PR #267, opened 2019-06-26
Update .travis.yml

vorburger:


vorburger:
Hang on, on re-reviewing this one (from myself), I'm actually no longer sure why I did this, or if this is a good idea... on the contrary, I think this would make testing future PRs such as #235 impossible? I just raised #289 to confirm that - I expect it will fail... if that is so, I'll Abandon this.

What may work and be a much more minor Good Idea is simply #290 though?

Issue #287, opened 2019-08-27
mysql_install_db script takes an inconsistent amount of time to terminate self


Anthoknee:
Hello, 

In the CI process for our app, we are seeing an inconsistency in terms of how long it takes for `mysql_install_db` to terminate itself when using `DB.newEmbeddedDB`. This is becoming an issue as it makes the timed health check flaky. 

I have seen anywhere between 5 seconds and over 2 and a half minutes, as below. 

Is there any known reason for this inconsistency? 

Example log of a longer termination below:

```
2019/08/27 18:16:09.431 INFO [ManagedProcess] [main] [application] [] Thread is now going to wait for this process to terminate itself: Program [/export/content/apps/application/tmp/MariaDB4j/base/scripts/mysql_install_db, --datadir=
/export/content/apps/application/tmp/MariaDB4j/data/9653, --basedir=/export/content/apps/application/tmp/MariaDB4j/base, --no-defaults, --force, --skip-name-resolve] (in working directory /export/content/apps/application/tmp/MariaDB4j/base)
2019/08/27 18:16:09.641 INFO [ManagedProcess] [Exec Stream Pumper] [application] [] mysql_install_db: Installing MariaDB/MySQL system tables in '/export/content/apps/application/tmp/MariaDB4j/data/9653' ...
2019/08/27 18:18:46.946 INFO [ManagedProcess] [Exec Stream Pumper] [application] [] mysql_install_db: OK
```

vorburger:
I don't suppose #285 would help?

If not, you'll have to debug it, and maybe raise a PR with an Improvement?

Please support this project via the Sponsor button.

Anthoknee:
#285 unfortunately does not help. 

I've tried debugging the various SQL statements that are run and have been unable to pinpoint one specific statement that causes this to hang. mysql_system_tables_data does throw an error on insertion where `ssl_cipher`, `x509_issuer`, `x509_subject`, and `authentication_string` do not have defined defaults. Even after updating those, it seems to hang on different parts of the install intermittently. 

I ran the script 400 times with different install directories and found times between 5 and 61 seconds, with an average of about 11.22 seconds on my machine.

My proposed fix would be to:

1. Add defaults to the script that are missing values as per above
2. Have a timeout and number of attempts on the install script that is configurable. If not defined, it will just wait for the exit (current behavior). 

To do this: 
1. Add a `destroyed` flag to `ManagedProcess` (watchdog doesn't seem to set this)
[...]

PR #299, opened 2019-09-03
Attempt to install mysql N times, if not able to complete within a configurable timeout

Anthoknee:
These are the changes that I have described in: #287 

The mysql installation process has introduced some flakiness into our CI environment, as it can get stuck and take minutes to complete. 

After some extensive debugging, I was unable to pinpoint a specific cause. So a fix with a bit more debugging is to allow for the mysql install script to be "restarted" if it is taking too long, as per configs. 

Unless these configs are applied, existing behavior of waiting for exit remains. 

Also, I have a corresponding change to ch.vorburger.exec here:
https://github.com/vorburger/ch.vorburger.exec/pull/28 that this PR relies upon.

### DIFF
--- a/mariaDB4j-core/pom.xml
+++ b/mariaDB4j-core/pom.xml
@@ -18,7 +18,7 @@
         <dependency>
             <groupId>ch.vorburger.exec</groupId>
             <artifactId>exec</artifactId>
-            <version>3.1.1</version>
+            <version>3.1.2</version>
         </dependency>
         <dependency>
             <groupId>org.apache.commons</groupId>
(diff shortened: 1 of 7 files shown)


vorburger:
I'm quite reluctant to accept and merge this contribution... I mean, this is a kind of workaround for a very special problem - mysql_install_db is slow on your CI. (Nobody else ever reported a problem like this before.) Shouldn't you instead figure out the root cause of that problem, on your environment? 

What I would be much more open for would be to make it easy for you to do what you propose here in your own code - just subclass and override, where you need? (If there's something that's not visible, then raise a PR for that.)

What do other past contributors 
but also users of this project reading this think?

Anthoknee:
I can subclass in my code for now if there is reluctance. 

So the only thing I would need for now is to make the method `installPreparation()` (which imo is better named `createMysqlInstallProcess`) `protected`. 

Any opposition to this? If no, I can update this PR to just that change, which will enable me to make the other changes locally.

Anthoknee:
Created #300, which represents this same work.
● ● ● ● ●
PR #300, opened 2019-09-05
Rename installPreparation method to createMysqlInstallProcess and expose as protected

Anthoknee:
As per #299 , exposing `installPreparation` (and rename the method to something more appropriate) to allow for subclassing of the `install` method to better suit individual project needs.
● ● ● ● ●
All lines above between those holding "So the only" and "Created #300, which", inclusive, must be set down unchanged, and no other line may be included.

So the only thing I would need for now is to make the method `installPreparation()` (which imo is better named `createMysqlInstallProcess`) `protected`. 

Any opposition to this? If no, I can update this PR to just that change, which will enable me to make the other changes locally.

Anthoknee:
Created #300, which represents this same work.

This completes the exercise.